Ziv returned to the Israeli army days after 7 October to serve as an operations officer, requiring him to spend long hours staring at screens showing a live drone feed of footage from a small section of the enclave.

This meant days at a time observing daily Palestinian life, watching as stray dogs or cars crossed bombed-out streets.

“Suddenly, you see a building go up, or a car you’ve been following for an hour suddenly disappear into a cloud of smoke. It feels unreal,” he said. “Some were happy to see this, as it meant seeing us destroy Gaza.”

When ground troops from his unit entered the enclave, his role was to track their movements and activities for support, as well as request targets for airstrikes.

“We almost always got approval to shoot,” he said. The approval process with the air forces, he added, “was mainly bureaucracy”.

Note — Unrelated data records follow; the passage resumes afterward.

Issue #12449, opened 2020-07-01
Unable to specify full schema in MSSQL


Vaelek:
## Issue Description

when using the schema option of a Model, a database cannot specified.

### What are you doing?

On a table model defining `schema: "SomeDatabase.dbo"`

### What do you expect to happen?

The query to be executed as `[...] FROM [SomeDatabase].[dbo].[Tablename]`

### What is actually happening?

The query is executed as `[...] FROM [SomeDatabase.dbo].[Tablename]`
Naturally this fails.

### Environment

- Sequelize version: 6.2.0
- Node.js version: 13.8.0
- Operating System: Win10 Pro 64bit

### How does this problem relate to dialects?
- [X] I think this problem happens only for the following dialect(s): MSSQL

### Would you be willing to resolve this issue by submitting a Pull Request?
- [X] Yes, I have the time and know how to start

I have solved it by changing https://github.com/sequelize/sequelize/blob/945af927db60e964eba7e344665ed0594ee63231/lib/dialects/abstract/query-generator/helpers/quote.js#L68

to
 
```js
let cleanIdentifier = identifier.replace(/[[\]']+/g, '');
return cleanIdentifier.endsWith('.dbo') ? cleanIdentifier.split('.').map(part => `[${part}]`).join('.') : `[${cleanIdentifier}]`;
```

This allows me to specify `SomeDatabase.dbo` or `[SomeDatabase].[dbo]` or even `[SomeDatabase.dbo]` and it will appear in the query correctly as `[SomeDatabase].[dbo].[TableName]`
The ternary handles field names so `[blah].[id] AS [blah.id]` doesn't end up as `[blah].[id] AS [blah].[id]`

I'm sure there is a more elegant way, and this assumes all tables will be on the `dbo` schema.

I have seen several mentions in other issues as well as I think the docs which state both that the schema can be used to select a different database from the connection, as well as that 2 instances of Sequelize must be used to support 2 databases. Assuming everything about the connection is the same except for the database name, the former is true only because of this issue.

Vaelek:
After trying to do this "properly" and use 2 connections, I find that this was brought up several years ago and apparently swept under the rug in #6225. Making a real effort to not monkey patch but it is becoming increasingly difficult. Is there no legit way to properly join tables from 2 MSSQL databases with Sequelize?

hoangcao21:
I run into the same problem.

alex-jss:
#13277

bkozlik:
[...]

PR #14999, opened 2022-09-17
feat: implement proper schema support in mysql, snowflake, add `queryInterface.listDatabases`

ephys:
## Pull Request Checklist

## Description Of Change

This PR blocks https://github.com/sequelize/sequelize/pull/14687

This PR aims to fix the way we support schemas in mysql.

Before this PR, creating a table "users" in the schema "archive" would result in a table `archive.users` being created in the default schema.

After this PR, it would create the table `users` in the schema `archive`.

I believe the source of the issue is a confusion caused by the fact that in mysql/mariadb, `CREATE SCHEMA` and `CREATE DATABASE` are synonymous. However, the behavior of mysql's schema/database is that of a schema (as understood by the rest of our codebase and how other dialects define what a schema is), not a database.

Surprisingly, our MariaDB implementation already did this correctly. All I had to (more or less) was hoist the implementation from MariaDB to MySQL, as MariaDB extends MySQL.

## Other Changes

- Added an integration test for `createDatabase` & `dropDatabase`, did you know we had none?
- Added a new method `queryInterface.listDatabases` (needed it for integration tests)
- Added typings for `queryGenerator.{create,drop}DatabaseQuery`, as well as `queryGenerator.{create,drop}SchemaQuery`, `queryGenerator.listSchemasQuery`
- `createDatabaseQuery` and `createSchemaQuery`: now throws if it receives an option that specific dialect does not support (so people don't think the option is supported just because it's listed in our types)
- Moved their tests to group them by function rather than by dialect. Makes it much easier to determine whether one of them is doing something wrong.
- Disabled schema tests in dialects that silently ignored schemas, because they now throw.
- `QueryGenerator#{create,drop}Schema` are now named `QueryGenerator#{create,drop}SchemaQuery` to be aligned with other `QueryGenerator` methods. `showSchemasQuery` renamed to `listSchemasQuery`
- Added support for the `skip` option in all implementations of `listSchemasQuery`
- Fixed a few values not being escaped in ibmi
- Implemented schema methods in snowflake

## TODO

- [x] Finish proper schema support
- [x] Unify createSchema/dropSchema tests

## Squash Commit Message Body

```

BREAKING CHANGE: the 'schema' option in MySQL now references actual schemas instead of adding a prefix to table names.
```


src/dialects/mariadb/query-generator.js
```diff
@@ -1,83 +1,9 @@
 'use strict';
 
 const { MySqlQueryGenerator } = require('../mysql/query-generator');
-const Utils = require('./../../utils');
 const _ = require('lodash');
 
 export class MariaDbQueryGenerator extends MySqlQueryGenerator {
-  createSchema(schema, options) {
```
ephys, line 8: Everything deleted in this file has been moved to `MySqlQueryGenerator`

test/integration/dialects/mariadb/query-interface.test.js
```diff
@@ -1,24 +0,0 @@
...
-const expect = chai.expect;
-const Support = require('../../support');
-
-const dialect = Support.getTestDialect();
-
-if (dialect.startsWith('mariadb')) {
-  describe('QueryInterface', () => {
-
-    describe('databases', () => {
-      it('should create and drop database', async function () {
```
ephys, line 14: replaced with `create-drop-list-database.test.ts`, which runs on all dialects instead of just mariadb

WikiRik:
I haven't really looked at the code yet, just mainly the description;
- Do I understand correctly that people using MySQL have to update the names and schema of the database tables in order to upgrade to v7? So if a table is now called `archive.users` they need to update the name to `users` and set the schema to `archive`? Can you provide an example query to do this in the upgrade guide?
- Is there a backwards compatible config option for this? Probably not enabled by default since I can understand that people might want to use . in their table names

ephys:
> So if a table is now called archive.users they need to update the name to users and set the schema to archive? Can you provide an example query to do this in the upgrade guide?

That is correct, and they have two ways of migrating:

## Option 1: Rename & move the tables

Let's say you had a table called `archive.users` in the default schema, you can rename it & move it to the archive schema like this:

```sql
CREATE SCHEMA `archive`;
ALTER TABLE `archive.users` RENAME TO `archive`.`users`;
```

## Option 2: Rename your model

If you have a model that uses the schema option, like the following example,

```js
sequelize.define('Users', {/* attributes */}, {
  tableName: 'users',
  schema: 'archive',
});
```

you can continue using the old naming by changing its definition to this:

```js
sequelize.define('Users', {/* attributes */}, {
  tableName: 'archive.users',
});
```

> Is there a backwards compatible config option for this?

Because the migration is decently simple if you want to continue with the old fake schema (see option 2 above), and considering the complexity such an option would add, I don't think we should add one

WikiRik:
Ah yes, I forgot about option 2. But that's a very valid workaround and indeed does not require further backwards compatibility

test/support.ts
```diff
@@ -441,6 +443,18 @@ export function expectsql(
     }
   }
 
+  if (typeof query === 'function') {
+    try {
+      query = query();
+    } catch (error: unknown) {
+      if (!(error instanceof Error)) {
+        throw new TypeError('expectsql: function threw something that is not an instance of Error.');
```
fzn0x, line 451: This doesn't seems helpful

fzn0x: I think catch always throws an error, just the instance is different, so maybe we can provide the error based on the instance.

fzn0x (approved):
Other than that, looks good to me, many improvements on the syntax too.

src/dialects/db2/query-generator.js
```diff
@@ -9,7 +10,8 @@ const { AbstractQueryGenerator } = require('../abstract/query-generator');
 const randomBytes = require('crypto').randomBytes;
 const { Op } = require('../../operators');
 
-/* istanbul ignore next */
```
WikiRik, line 12: We keep this in other dialects (or at least in mssql), maybe we can keep it here as well?

src/dialects/mysql/query-generator.js
```diff
@@ -162,12 +172,12 @@ export class MySqlQueryGenerator extends AbstractQueryGenerator {
...
-  showTablesQuery(database) {
-    let query = 'SELECT TABLE_NAME FROM INFORMATION_SCHEMA.TABLES WHERE TABLE_TYPE = \'BASE TABLE\'';
-    if (database) {
-      query += ` AND TABLE_SCHEMA = ${this.escape(database)}`;
+  showTablesQuery(schemaName) {
+    let query = 'SELECT TABLE_NAME, TABLE_SCHEMA FROM INFORMATION_SCHEMA.TABLES WHERE TABLE_TYPE = \'BASE TABLE\'';
+    if (schemaName) {
+      query += ` AND TABLE_SCHEMA = ${this.escape(schemaName)}`;
     } else {
-      query += ' AND TABLE_SCHEMA NOT IN (\'MYSQL\', \'INFORMATION_SCHEMA\', \'PERFORMANCE_SCHEMA\', \'SYS\', \'mysql\', \'information_schema\', \'performance_schema\', \'sys\')';
```
WikiRik, line 170: Why has `SYS` been removed from here? And the lowercase versions? Since we do use those in `schemasToSkip`. I see that that's from the original MariaDB implementation but I'm not sure if that's correct for MySQL

src/dialects/mysql/query-generator.js
```diff
@@ -628,18 +639,6 @@ export class MySqlQueryGenerator extends AbstractQueryGenerator {
 
     return `json_unquote(json_extract(${quotedColumn},${pathStr}))`;
   }
-
-  _createBindParamCollector(bindContext /* : BindContext */) {
```
WikiRik, line 632: At first I was wondering why you removed this here as it doesn't relate to the scope of this PR, but I don't see it being used so good that we remove it

test/integration/model.test.js
```diff
@@ -2109,298 +2112,264 @@ describe(Support.getTestDialectTeaser('Model'), () => {
...
-        sqlite: 1,
-        ibmi: 3,
-      };
-      expect(schemas).to.have.length(expectedLengths[dialect]);
-    });
+        expect(schemas.sort()).to.deep.equal(expectedSchemas[dialectName].sort());
+      });
 
-    if (['mysql', 'sqlite'].includes(dialect)) {
-      it('should take schemaDelimiter into account if applicable', async function () {
```
WikiRik, line 2157: I haven't looked through all the test files yet when making this comment, but am I correct that this test has been removed?

test/unit/query-generator/create-schema-query.test.ts
```diff
@@ -0,0 +1,36 @@
+import { buildInvalidOptionReceivedError } from '@sequelize/core/_non-semver-use-at-your-own-risk_/utils/check.js';
+import { expectsql, getTestDialect, sequelize } from '../../support';
+
+const dialectName = getTestDialect();
+
+const notSupportedError = new Error(`Schemas are not supported in ${dialectName}.`);
+
+describe('QueryGenerator#createSchemaQuery', () => {
```
WikiRik, line 8: We had an unit test for both `collate` and `chatset` before, but it's not here. Is that something that we want to add or do we feel it's redundant?

test/unit/query-generator/create-database-query.test.ts
```diff
@@ -0,0 +1,61 @@
+import { buildInvalidOptionReceivedError } from '@sequelize/core/_non-semver-use-at-your-own-risk_/utils/check.js';
+import { expectsql, getTestDialect, sequelize } from '../../support';
+
+const dialectName = getTestDialect();
+
+const notSupportedError = new Error(`Databases are not supported in ${dialectName}.`);
+
+describe('QueryGenerator#createDatabaseQuery', () => {
```
WikiRik, line 8: We had an unit test that combined all options, but it's not here. Is that something that we want to add or do we feel it's redundant?

WikiRik, line 8: Snowflake had variants on these tests for when `quoteIdentifiers` is false. We should add those as well right?
Update; I see you do have it in the tests for `QueryGenerator#dropDatabaseQuery`

WikiRik (commented):
Very good PR as always, nice additions as well.

I didn't have time to look into why some dialects do not have native databases support, but I also want to do that soon for my own knowledge.
I also didn't have the time yet to properly take a look at if all new functions have tests with them which I want to do in the next few days.

src/utils/check.ts
```diff
@@ -82,3 +82,34 @@ export function defaultValueSchemable(value: DataType): boolean {
...
+ * For use in per-dialect implementation of methods to warn the user when they use an option that TypeScript declares as valid,
+ * but that the dialect they use does not support.
+ *
+ * @param methodName The name of the method that received the options
+ * @param dialectName The name of the dialect to which the implementation belongs
+ * @param allSupportableOptions All options that this method *can* support. The ones that are declared in TypeScript typings.
+ * @param supportedOptions The subset of options that this dialect *actually does* support.
+ * @param receivedOptions The user provided options that were passed to the method.
+ */
+export function rejectInvalidOptions(
```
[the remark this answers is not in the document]
fzn0x: > This is a great function, thanks for adding!

Agree this is indeed a good addition, this is amazing, I learn a lot from her

test/unit/sql/where.test.ts
```diff
@@ -306,10 +306,6 @@ describe(getTestDialectTeaser('SQL'), () => {
         })),
       }), {
         default: '[yolo].[User].[id] = 1',
-
-        // TODO: mysql, sqlite - this does not sound right.
```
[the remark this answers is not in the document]
ephys: I' conflicted.

Unlike mysql, sqlite doesn't support schemas (at all). If it were 100% up to me, I'd remove the fake schema feature altogether & tell user to prefix their model's `tableName` themselves instead. But the feature is present and I don't have a good enough reason to break existing code.

test/unit/sql/create-schema.test.js
```diff
@@ -1,43 +0,0 @@
...
-      });
-
-      it('9.2.0 or above', () => {
-        current.options.databaseVersion = '9.2.0';
-        expectsql(sql.createSchema('foo'), {
-          postgres: 'CREATE SCHEMA IF NOT EXISTS foo;',
-        });
-      });
-
-      it('below 9.2.0', () => {
```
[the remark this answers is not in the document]
ephys: Correct! It always produces `CREATE SCHEMA IF NOT EXISTS` now

src/dialects/abstract/query-interface.d.ts
```diff
@@ -245,6 +245,10 @@ export interface ColumnsDescription {
   [key: string]: ColumnDescription;
 }
 
+export interface DatabaseDescription {
```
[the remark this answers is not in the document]
ephys: It's possible that it's going to happen. The places where I get the information include all sort of metadata, such as encoding, collate, etc…

Example for postgres: https://www.postgresql.org/docs/current/catalog-pg-database.html
mssql: https://learn.microsoft.com/en-us/sql/relational-databases/system-catalog-views/sys-databases-transact-sql?view=sql-server-ver16

I've limited it to `name` for this PR but now that it's available, I expect we'll eventually receive feature requests to expose more information. Might as well not introduce a breaking change when it happens

test/unit/sql/where.test.ts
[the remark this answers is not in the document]
ephys: Actually we could support schemas in sqlite (through `attach database`) but our codebase would need some adaptation.

src/dialects/abstract/index.ts
```diff
@@ -42,7 +42,10 @@ export type DialectSupports = {
   },
   /* Do we need to say DEFAULT for bulk insert */
   bulkDefault: boolean,
+  /** Whether this dialect has native support for schemas */
   schemas: boolean,
+  /** Whether this dialect has native support for databases (in the postgres or mssql sense) */
```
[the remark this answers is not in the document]
ephys: I think it will be clearer if I rename the property to `multiDatabases`.

They work similarly to schemas. You can think of them as a group of schemas, where schemas are a group of tables.

Some dialects support them, others do not. If I display all my locally running test databases, you can easily see which ones support what:

image png-mh

MariaDB not listed but works the same as MySQL.

Basically only postgres & mssql support having multiple databases, but all of them support schemas.

MySQL decided to make `CREATE DATABASE` and `CREATE SCHEMA` synonymous, but for our purposes, they behave like schemas (a collection of tables). MySQL also calls them schemas in their system tables, even though their documentation refers to them as databases.

Fixing this distinction is also a good step towards fixing https://github.com/sequelize/sequelize/issues/12449

src/dialects/mysql/query-generator.js
ephys: Accidental removal, but will need to not include it in MariaDB

MySQL:

image

MariaDB:

image

src/dialects/mysql/query-generator.js
ephys: It looks like a remnant of the "fix sql injection in replacements" PR that never got removed

test/integration/model.test.js
ephys: Yes but it shouldn't. sqlite still uses fake schemas. I still need at least a few tests that ensure "schema" prefixes the table name (but it won't run other schema tests because they're not schemas)

src/dialects/abstract/index.ts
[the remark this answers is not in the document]
WikiRik: I agree that 'multiDatabases' is a clearer distinction. The image makes it very clear, thanks for that explanation!

test/unit/query-generator/create-database-query.test.ts
ephys: `quoteIdentifiers` is handled by the same quoteIdentifier method every time, so I don't think it's necessary to test all of them. That being said `quoteIdentifiers` is an option I don't understand the purpose of. We need the table names to be quoted when they have characters that could be interpreted differently, such as differences in casing. I don't see the point of allowing to disable it

src/dialects/mysql/query-generator.js
WikiRik: Yeah indeed

test/unit/query-generator/create-database-query.test.ts
WikiRik: That makes sense. Shall we disable that in another PR?

ephys: Yes we'll investigate separately from this one

test/support.ts
ephys: You can throw anything, even primitives
image, hence why the type of caught errors is `unknown` (since TS 4.4 https://devblogs.microsoft.com/typescript/announcing-typescript-4-4/#use-unknown-catch-variables)

The rest of `expectsql` expects errors to be instances of Error, and everything we throw in our codebase should inherit from `Error` (because throwing something else is bad practice), hence why we assert that the thrown error is an instance of Error

src/dialects/abstract/index.ts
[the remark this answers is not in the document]
ephys: Done

src/dialects/db2/query-generator.js
ephys: Done

src/dialects/mysql/query-generator.js
ephys: Done

test/integration/model.test.js
ephys: Re-added

test/unit/query-generator/create-database-query.test.ts
ephys: Done

test/unit/query-generator/create-schema-query.test.ts
ephys: Done

WikiRik (approved):
Looks like all my comments have been resolved. I think we're good to go!

fzn0x (approved):

test/support.ts
fzn0x: > You can throw anything, even primitives image, hence why the type of caught errors is `unknown` (since TS 4.4 https://devblogs.microsoft.com/typescript/announcing-typescript-4-4/#use-unknown-catch-variables)
> 
> The rest of `expectsql` expects errors to be instances of Error, and everything we throw in our codebase should inherit from `Error` (because throwing something else is bad practice), which is why we assert that the thrown error is an instance of Error

Thanks for the explanation, lets merge this~!!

He was also dismayed at what he described as a lack of clarity for soldiers regarding the rules of engagement, which he said were far more explicit during his compulsory military service, and felt the rules during this war were far looser than anything he previously experienced.

“After they shot the three hostages last December, I tried to remember if I ever saw a document like this – I was supposed to,” he said. “I was sure there was a briefing to the soldiers, but without having any documents to lean on, it’s unclear what people understood.”

Ziv recalled crying in the bathroom after his unit lost track of an injured Palestinian child at a checkpoint. Such things, he said, made him question his own role in the war and the overall purpose of the war.

The decision to invade Rafah rather than seal a prisoner deal, he said, confirmed for him that he would not return to the military. When recently called upon to do so, he said, he told his commanding officer he could not come back.

“I came after 7 October as I felt like maybe they would rise to the occasion and use us in a way that could be of benefit. But I’m not willing to participate in this, as I don’t trust the government and what they’re trying to do.”

He added: “If something happens in the north, there’s a chance I’d go, but on the other hand, I know what it might be like. I know what we did in Gaza – there’s no reason to believe we’d act any differently in Lebanon.”